PR #3013, opened 2023-08-22
Add API for differentiating user and system scopes

jviau:
This new API is "internal" and only meant to be used by the functions host and extensions (in limited cases). They are marked `[Obsolete]` and in an `.Internal` namespace with doc to advise end users against using it.

The purpose of this API is to give us a way to identify if the current execution context is in a "system" or "user" scope. A system scope being it is executing system code, and user scope being user code. This is to improve our ability to distinguish the two and change logic based on that. One such example is to alter our logging behaviors, performing system logging only when in a system scope.


.github/policies/resourceManagement.yml
jviau, line 1: I think this is line endings? I kept undoing the change and it came back immediately.

brettsam (approved):

RohitRanjanMS (approved):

※ ※ ※

Reproduce the listing from the "jviau, line 1: I" line onward, verbatim.

Reply to the exercise >>
jviau, line 1: I think this is line endings? I kept undoing the change and it came back immediately.

brettsam (approved):

RohitRanjanMS (approved):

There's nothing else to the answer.